- Work instructions
Which lines run from the one containing "cc: @nfcampos" to the last line of the entries? Return them exactly, with nothing more.

--- START ---

PR #465, opened 2016-12-20
Fix: Lists should be prefixable by `+` bullets

dmsnell:
In #398 @nfcampos added the ability to autocomplete lists. However, only
`-` and `*` were chosen as valid list bullets. This doesn't match the
behavior in the other Simplenote apps and it's not our desired list
behavior.

This PR adds `+` as an option and in the process extracts some of that
validation into a helper function.

Additionally it resolves a small bug where space-prefixed bullets
weren't registering as lists.

### DIFF
--- a/lib/note-content-editor.jsx
+++ b/lib/note-content-editor.jsx
@@ -5,7 +5,7 @@ import {
 	EditorState,
 	Modifier,
 } from 'draft-js';
-import { invoke, noop } from 'lodash';
+import { includes, invoke, noop } from 'lodash';
 
 function plainTextContent( editorState ) {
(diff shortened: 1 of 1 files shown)


roundhill:
Working well. One thing I noticed: If I start a new note and type a `*` and then enter, it gets deleted. Do you think someone would ever want just a star at the top of their note?

dmsnell:
@roundhill this is probably a thing someone would want, but for what it's worth, the Mac app exhibits the same behavior. if you want that you have to hit enter first, then go back up and add the star.

roundhill:
> but for what it's worth, the Mac app exhibits the same behavior

Fair enough! :shipit:

PR #470, opened 2016-12-22
NoteInfo: Redux refactor

Copons:
First step of the complete `NoteInfo` refactor.

In this PR we aim to move props and actions away from `app.jsx` and instead `connect` them to the component.

### DIFF
--- a/lib/note-info.jsx
+++ b/lib/note-info.jsx
@@ -1,11 +1,15 @@
 import React, { PropTypes } from 'react';
-import { includes } from 'lodash';
+import { includes, isEmpty } from 'lodash';
 import ToggleControl from './controls/toggle';
 import moment from 'moment';
 import CrossIcon from './icons/cross';
-import { isEmpty } from 'lodash';
+import { connect } from 'react-redux';
+import { actionCreators } from './flux/app-state';
+import { setMarkdown } from './state/settings/actions';
+//import { tracks } from './analytics'
+import filterNotes from './utils/filter-notes';
 
-export const NoteInfo = React.createClass( {
+const NoteInfo = React.createClass( {
 
 	propTypes: {
 		note: PropTypes.object,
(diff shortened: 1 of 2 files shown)


lib/note-info.jsx
```diff
@@ -1,11 +1,15 @@
...
 import CrossIcon from './icons/cross';
-import { isEmpty } from 'lodash';
+import { connect } from 'react-redux';
+import { actionCreators } from './flux/app-state';
+import { setMarkdown } from './state/settings/actions';
+//import { tracks } from './analytics'
+import filterNotes from './utils/filter-notes';
 
-export const NoteInfo = React.createClass( {
+const NoteInfo = React.createClass( {
```
dmsnell: why did we remove the `export`?

lib/note-info.jsx
```diff
@@ -1,11 +1,15 @@
...
-import { includes } from 'lodash';
+import { includes, isEmpty } from 'lodash';
 import ToggleControl from './controls/toggle';
 import moment from 'moment';
 import CrossIcon from './icons/cross';
-import { isEmpty } from 'lodash';
+import { connect } from 'react-redux';
+import { actionCreators } from './flux/app-state';
+import { setMarkdown } from './state/settings/actions';
+//import { tracks } from './analytics'
```
dmsnell: this needs to go before merging

dmsnell:
@copons I noticed a couple issues here, questioning the removal of the named export and noticing the commented-out import. after those update then this looks good. I'm not sure if you are otherwise done in this PR so I'll wait to hear back before I green-light it

lib/note-info.jsx
Copons: Dang, I put this here at some point because I was sure I saw it used in some of the imported functions, but eventually I was wrong and forgot about it. :/

Copons:
@dmsnell Both fixed. Sorry for those, side-effect of going auto-pilot on these refactors.

dmsnell:
:shipit:

PR #471, opened 2016-12-23
Update versions to jump to latest node

dmsnell:
Several dependencies had to be updated in order to jump to the latest
node - `7.3.0`. Additionally there were a few code changes required to
either fix bugs or update style to conform to the updated library
versions

**Testing**

I tested building the app inside and outside of Docker. I tried running in Electron and also running `npm start` and testing in the browser.

I have not attempted to build the releases but I had issues building a release before this in **master** as well. Can someone please build the release versions from this before we merge?


Copons:
Since we're updating modules too, I get these warnings on `npm install`:

`npm WARN deprecated node-uuid@1.4.7: use uuid module instead
npm WARN deprecated jade@1.11.0: Jade has been renamed to pug, please install the latest version of pug instead of jade
npm WARN deprecated minimatch@2.0.10: Please update to minimatch 3.0.2 or higher to avoid a RegExp DoS issue
npm WARN deprecated transformers@2.1.0: Deprecated, use jstransformer`

(haven't checked any, though, this is just a reminder)

dmsnell:
> it might be worth to update it.

there are some other updates available as well. I was trying to keep this minimal for the node update and thought about a follow-up PR for those. I think it's a good idea.

rodrigoi:
Side note: On MacOS, if using `n`, remove npm (`rm -rf /usr/local/lib/node_modules/npm`) before switching to the new version to fix the `Cannot find module 'internal/fs'` error when running `npm install`.

dmsnell:
> Side note: On MacOS, if using n, remove npm (rm -rf /usr/local/lib/node_modules/npm) before switching to the new version to fix the Cannot find module 'internal/fs' error when running npm install.

Thanks @rodrigoi - I never got this error but it's good to know how to fix it!

rodrigoi:
Releases look fine: https://cloudup.com/cxMYncmhy6h. I think we should bump the `version` of `package.json` before merging this. Should we bump the _minor_ version?

dmsnell:
> I think we should bump the version of package.json before merging this. Should we bump the minor version?

Not sure on this one. I don't think it has to happen here since this isn't even a release yet. Probably would be a good idea to make a big bump because we have major changes since `1.0.7`

PR #472, opened 2016-12-23
Update/other version bumps

dmsnell:
Follows up on #471 including versions that are less-related to the node version update.

Moves Simplenote Electron to **v1.1.0** because of the big changes which have occurred since the 1.0.7 release.

~**Do not merge** until #471 is merged~


Copons:
This could strip out the `jade`-to-`pug` change after https://github.com/Automattic/simplenote-electron/pull/477

package.json
```diff
@@ -41,11 +41,11 @@
...
     "eslint-plugin-react": "6.8.0",
     "html-webpack-plugin": "2.24.1",
-    "jade": "1.11.0",
-    "jade-loader": "0.8.0",
     "json-loader": "0.5.4",
     "node-sass": "4.1.1",
     "postcss-loader": "1.2.1",
+    "pug": "2.0.0-beta6",
+    "pug-loader": "2.3.0",
     "react-onclickoutside": "4.5.0",
```
Copons: Personal request related to the various refactors: react-onclickoutside 4.5.0 has a bug when used as an HOC (for class components) with React 15.
The issue was [fixed on 4.8.0](https://github.com/Pomax/react-onclickoutside/issues/79); I've used 4.9.0 in several different experiments and I couldn't find any bugs or weird behaviours.
4.9.0 is the last version supporting mixins, which makes it backward compatible to our current code.
Do you think it's possible to bump it here, to help me ES6-fy all the components that depend on this?

dmsnell: absolutely, though let's make sure we test it.

Copons: I've tried it on https://github.com/Automattic/simplenote-electron/pull/464.
Using as an HOC for the NavigationBar, while keeping it as a mixin for everything else, and I haven't noticed any error or incorrect behaviour.

(Also, just for information: that module is now at version 5.8.3, but since 5.0 it doesn't support mixins anymore.)

dmsnell: cool! go ahead and commit it to this branch. this means we should lock-down now and no longer rebase without coordinating with each other first

dmsnell:
Closing as old and possibly irrelevant.

PR #473, opened 2016-12-23
Introduce `jest` for testing components

dmsnell:
This patch introduces `jest` as a test suite, which provides a nice was
of testing React components with minimal configuration. `jest` provides
support for _snapshot_ testing which we can use to catch visual
regressions in components.

As of this commit there is an issue with `enzyme` not being able to find
dependencies. Instead of adding those dependencies to the project (which
are not needed otherwise) I have worked around this by entering the
`node_modules/enzyme` directory and running `npm install`. Before this
merges into **master** we should have this issue resolved.

cc: @nfcampos


lib/components/tag-chip/test.jsx
```diff
@@ -0,0 +1,49 @@
...
+
+import TagChip from './';
+
+describe( 'TagChip', () => {
+	it( 'should select tag when clicked', () => {
+		const selectIt = jest.fn();
+
+		const chip = mount( <TagChip tag="spline" onSelect={ selectIt } /> );
+
+		expect( selectIt ).not.toHaveBeenCalled();
```
beaucollins: where does `expect` come from?

dmsnell: `expect` is provided by `jest` - no need for `chai`

dmsnell:
Thanks @rodrigoi. I wasn't sure why I needed to install `react-dom` but I did it as well anyway in 6fcf816.

PR #475, opened 2016-12-24
Packager: fixes error during packing the app for MacOS.

rodrigoi:
During one of the version updates, the `asar` and `icns` filename changed. This is preventing the app to be built for MacOS (`make package-osx`).

From now on,`make package-osx` should produce a valid `.app` folder and `.dmg` packages.

### DIFF
--- a/builder.js
+++ b/builder.js
@@ -38,6 +38,7 @@ var opts = {
 	overwrite: true,
 	asar: false,
 	sign: false,
+	prune: true,
 	'version-string': {
 		CompanyName: config.author,
 		LegalCopyright: config.copyright,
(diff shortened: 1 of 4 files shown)


builder.js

--- END ---

- Solution to the problem
cc: @nfcampos


lib/components/tag-chip/test.jsx
```diff
@@ -0,0 +1,49 @@
...
+
+import TagChip from './';
+
+describe( 'TagChip', () => {
+	it( 'should select tag when clicked', () => {
+		const selectIt = jest.fn();
+
+		const chip = mount( <TagChip tag="spline" onSelect={ selectIt } /> );
+
+		expect( selectIt ).not.toHaveBeenCalled();
```
beaucollins: where does `expect` come from?

dmsnell: `expect` is provided by `jest` - no need for `chai`

dmsnell:
Thanks @rodrigoi. I wasn't sure why I needed to install `react-dom` but I did it as well anyway in 6fcf816.

PR #475, opened 2016-12-24
Packager: fixes error during packing the app for MacOS.

rodrigoi:
During one of the version updates, the `asar` and `icns` filename changed. This is preventing the app to be built for MacOS (`make package-osx`).

From now on,`make package-osx` should produce a valid `.app` folder and `.dmg` packages.

### DIFF
--- a/builder.js
+++ b/builder.js
@@ -38,6 +38,7 @@ var opts = {
 	overwrite: true,
 	asar: false,
 	sign: false,
+	prune: true,
 	'version-string': {
 		CompanyName: config.author,
 		LegalCopyright: config.copyright,
(diff shortened: 1 of 4 files shown)


builder.js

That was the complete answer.